**PROBLEM STATEMENT**
For this exercise, please reproduce the records below word for word, from the first line through the line with "Integrated with LinuxAdmin".

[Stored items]
──────

Issue #10, opened 2017-10-25
DDBB appliance as GPT Partition Table


jparrill:
Hi there,

When you try to configure database on a HDD/SSD with a size more than 2 TB, the Appliance_console gives an error:

> Initialize postgresql disk starting
> Initialize postgresql disk failed with error - parted -s /dev/vdf mkpart primary 0% 100% exit code: 1.

In the emv.log you can see:
> appliance_console.log:E, [2017-10-24T13:56:37.146463 #26751] ERROR -- : MIQ(ApplianceConsole::InternalDatabaseConfiguration#initialize_postgresql_disk)  Command failed: parted -s /dev/vde mkpart primary 0% 100% exit code: 1. Error: Error: partition length of 6442448896 sectors exceeds the msdos-partition-table-imposed maximum of 4294967295

The problem here is the appliance console component, by default are defined as msdos part table, we need to set as GPT.

Fryguy:
cc @carbonin

bdunne:
Fixed by #23

PR #11, opened 2017-10-25
#10 - Add GPT as partition table when disk size are bigger than 2 TB

jparrill:
### Implemented Solution
Integrated with LinuxAdmin library, passing from **logical_volume_management.rb** as parameter the partition_type to **create_partition_table** function.

### Solves Issue: #10

### DIFF
--- a/lib/manageiq/appliance_console/logical_volume_management.rb
+++ b/lib/manageiq/appliance_console/logical_volume_management.rb
@@ -41,10 +41,19 @@ module ApplianceConsole
     private
 
     def create_partition_to_fill_disk
-      disk.create_partition_table
-      AwesomeSpawn.run!("parted -s #{disk.path} mkpart primary 0% 100%")
-
+      # Check if you need to create a GPT part table or a MSDOS one in base of
+      # max size of partition table
+      max_msdos_ptable_size = 2199023255552
       self.disk = LinuxAdmin::Disk.local.find { |d| d.path == disk.path }
+
+      if self.disk.size  >= max_msdos_ptable_size
+        partition_type = 'gpt'
+      else
+        partition_type = 'msdos'
+      end
+      disk.create_partition_table(partition_type)
+
+      AwesomeSpawn.run!("parted -s #{disk.path} mkpart primary 0% 100%")
       @partition = disk.partitions.first
     end
 
--- a/spec/logical_volume_management_spec.rb
+++ b/spec/logical_volume_management_spec.rb
@@ -29,7 +29,8 @@ describe ManageIQ::ApplianceConsole::LogicalVolumeManagement do
 
   describe "#setup" do
     before do
-      expect(@disk_double).to receive(:create_partition_table)
+      expect(@disk_double).to receive(:create_partition_table).with("gpt")
+      expect(@disk_double).to receive(:create_partition_table).with("msdos")
       expect(@disk_double).to receive(:partitions).and_return([:fake_partition])
       @config.disk = @disk_double
 
--- a/bin/appliance_console
+++ b/bin/appliance_console
@@ -173,7 +173,7 @@ To modify the configuration, use a web browser to access the management page.
           new_mask = ask_for_ipv4("Netmask", mask)
           new_gw   = ask_for_ipv4("Gateway", gw)
           new_dns1 = ask_for_ipv4("Primary DNS", dns1)
-          new_dns2 = ask_for_ipv4_or_none("Secondary DNS (Enter 'none' for no value)")
+          new_dns2 = ask_for_ipv4_or_none("Secondary DNS (Enter 'none' for no value)", dns2)
 
           new_search_order = ask_for_many("domain", "Domain search order", order)
 
@@ -225,7 +225,7 @@ Static Network Configuration
           new_prefix = ask_for_integer('IPv6 prefix length', 1..127, eth0.prefix6 || 64)
           new_gw = ask_for_ipv6('Default gateway', eth0.gateway6)
           new_dns1 = ask_for_ip('Primary DNS', dns1)
-          new_dns2 = ask_for_ipv6_or_none("Secondary DNS (Enter 'none' for no value)")
+          new_dns2 = ask_for_ipv6_or_none("Secondary DNS (Enter 'none' for no value)", dns2)
 
           new_search_order = ask_for_many('domain', 'Domain search order', order)
 
--- a/lib/manageiq-appliance_console.rb
+++ b/lib/manageiq-appliance_console.rb
@@ -24,6 +24,7 @@ require 'manageiq/appliance_console/logger'
 require 'manageiq/appliance_console/logging'
 
 require 'manageiq-gems-pending'
+require 'highline'
 
 require 'manageiq/appliance_console/certificate'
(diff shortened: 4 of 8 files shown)


lib/manageiq/appliance_console/logical_volume_management.rb
```diff
@@ -41,10 +41,19 @@ def setup
     private
 
     def create_partition_to_fill_disk
-      disk.create_partition_table
-      AwesomeSpawn.run!("parted -s #{disk.path} mkpart primary 0% 100%")
-
+      # Check if you need to create a GPT part table or a MSDOS one in base of
+      # max size of partition table
+      max_msdos_ptable_size = 2199023255552
```
carbonin: This feels like it should be a constant in `LinuxAdmin::Disk` rather than a variable here.

lib/manageiq/appliance_console/logical_volume_management.rb
```diff
@@ -41,10 +41,19 @@ def setup
...
       self.disk = LinuxAdmin::Disk.local.find { |d| d.path == disk.path }
+
+      if self.disk.size  >= max_msdos_ptable_size
```
carbonin: Extra space not needed.

lib/manageiq/appliance_console/logical_volume_management.rb
```diff
@@ -41,10 +41,19 @@ def setup
...
+        partition_type = 'gpt'
+      else
+        partition_type = 'msdos'
+      end
+      disk.create_partition_table(partition_type)
+
+      AwesomeSpawn.run!("parted -s #{disk.path} mkpart primary 0% 100%")
```
carbonin: I think we should probably use `LinuxAdmin::Disk#create_partition` here, but probably not in this patch.

spec/logical_volume_management_spec.rb
```diff
@@ -29,7 +29,8 @@
 
   describe "#setup" do
     before do
-      expect(@disk_double).to receive(:create_partition_table)
+      expect(@disk_double).to receive(:create_partition_table).with("gpt")
+      expect(@disk_double).to receive(:create_partition_table).with("msdos")
```
NickLaMuro: @padajuan Noticed you asked about fixing the tests a week or so ago, and I have finally taken some time to give you an answer.

Without going into too much detail, what you need to do here is basically first make sure that you are stubbing the `#size` method on the `@disk_double`, since that wasn't expected to be be hit prior to your patch in the tests.  That said, you also want to make sure you are returning a size that would match what the existing tests were expecting previously, so something below the `2199023255552` you have in your patch.  The stub code should looks something like this:

```ruby
expect(@disk_double).to receive(:size).with(2000000000000)
```

The other thing is now that you have an variable argument for the `#create_partition_table` method, which you have started to stub, but unfortunately used a bit incorrectly.  What you have here will expect that method to be called once with the `"gpt"` arg and once with the `"msdos"` in **EACH** of the spec blocks below (the `it` blocks), instead of what you were probably intending, which was to allow it to accept either of the arguments.

I am attaching a diff on how you could go about this, as well as adding another test for the 2TB case.  I didn't get fancy on making this DRY-er, and there is a decent amount of copy-pasta involved, but it gets the job done.


```diff
diff --git a/spec/logical_volume_management_spec.rb b/spec/logical_volume_management_spec.rb
index 621ecda..077a97d 100644
--- a/spec/logical_volume_management_spec.rb
+++ b/spec/logical_volume_management_spec.rb
@@ -29,8 +29,6 @@ describe ManageIQ::ApplianceConsole::LogicalVolumeManagement do
 
   describe "#setup" do
     before do
-      expect(@disk_double).to receive(:create_partition_table).with("gpt")
-      expect(@disk_double).to receive(:create_partition_table).with("msdos")
       expect(@disk_double).to receive(:partitions).and_return([:fake_partition])
       @config.disk = @disk_double
 
@@ -55,6 +53,8 @@ describe ManageIQ::ApplianceConsole::LogicalVolumeManagement do
     end
 
     it "sets up the logical disk when mount point is not a symbolic link" do
+      expect(@disk_double).to receive(:size).and_return(2000000000000)
+      expect(@disk_double).to receive(:create_partition_table).with("msdos")
       @tmp_mount_point = @config.mount_point = Pathname.new(Dir.mktmpdir)
       expect(@fstab).to receive(:write!)
       expect(FileUtils).to_not receive(:mkdir_p).with(@config.mount_point)
@@ -71,6 +71,8 @@ describe ManageIQ::ApplianceConsole::LogicalVolumeManagement do
     end
 
     it "recreates the new mount point and sets up the logical disk when mount point is a symbolic link" do
+      expect(@disk_double).to receive(:size).and_return(2000000000000)
+      expect(@disk_double).to receive(:create_partition_table).with("msdos")
       @tmp_mount_point = Pathname.new(Dir.mktmpdir)
       @config.mount_point = Pathname.new("#{Dir.tmpdir}/#{@spec_name}")
       FileUtils.ln_s(@tmp_mount_point, @config.mount_point)
@@ -91,6 +93,8 @@ describe ManageIQ::ApplianceConsole::LogicalVolumeManagement do
     end
 
     it "skips update if mount point is in fstab when mount point is in already fstab" do
+      expect(@disk_double).to receive(:size).and_return(2000000000000)
+      expect(@disk_double).to receive(:create_partition_table).with("msdos")
       @tmp_mount_point = @config.mount_point = Pathname.new(Dir.mktmpdir)
       expect(FileUtils).to_not receive(:mkdir_p).with(@config.mount_point)
       expect(AwesomeSpawn).to receive(:run!)
@@ -108,5 +112,23 @@ describe ManageIQ::ApplianceConsole::LogicalVolumeManagement do
       expect(@config.logical_volume).to eq(@fake_logical_volume)
       expect(@fstab.entries.count).to eq(1)
     end
+
+    it "uses gpt partition table when disk size is over 2TB" do
+      expect(@disk_double).to receive(:size).and_return(2199023255552)
+      expect(@disk_double).to receive(:create_partition_table).with("gpt")
+      @tmp_mount_point = @config.mount_point = Pathname.new(Dir.mktmpdir)
+      expect(@fstab).to receive(:write!)
+      expect(FileUtils).to_not receive(:mkdir_p).with(@config.mount_point)
+      expect(AwesomeSpawn).to receive(:run!)
+        .with("mount",
+              :params => {"-t" => @config.filesystem_type, nil => ["/dev/vg_test/lv_test", @config.mount_point]})
+
+      @config.setup
+      expect(@config.partition).to eq(:fake_partition)
+      expect(@config.physical_volume).to eq(:fake_physical_volume)
+      expect(@config.volume_group).to eq(:fake_volume_group)
+      expect(@config.logical_volume).to eq(@fake_logical_volume)
+      expect(@fstab.entries.count).to eq(1)
+    end
   end
 end
```

Hope this helps.

lib/manageiq/appliance_console/logical_volume_management.rb
Fryguy: also prefer `2.terabytes` if active_support is available

ailisp: @carbonin currently not in LinuxAdmin::Disk, should I add it. `2.terabytes` works fine though

bdunne:
Fixed in #23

──────

**REPLY**
Issue #10, opened 2017-10-25
DDBB appliance as GPT Partition Table


jparrill:
Hi there,

When you try to configure database on a HDD/SSD with a size more than 2 TB, the Appliance_console gives an error:

> Initialize postgresql disk starting
> Initialize postgresql disk failed with error - parted -s /dev/vdf mkpart primary 0% 100% exit code: 1.

In the emv.log you can see:
> appliance_console.log:E, [2017-10-24T13:56:37.146463 #26751] ERROR -- : MIQ(ApplianceConsole::InternalDatabaseConfiguration#initialize_postgresql_disk)  Command failed: parted -s /dev/vde mkpart primary 0% 100% exit code: 1. Error: Error: partition length of 6442448896 sectors exceeds the msdos-partition-table-imposed maximum of 4294967295

The problem here is the appliance console component, by default are defined as msdos part table, we need to set as GPT.

Fryguy:
cc @carbonin

bdunne:
Fixed by #23

PR #11, opened 2017-10-25
#10 - Add GPT as partition table when disk size are bigger than 2 TB

jparrill:
### Implemented Solution
Integrated with LinuxAdmin library, passing from **logical_volume_management.rb** as parameter the partition_type to **create_partition_table** function.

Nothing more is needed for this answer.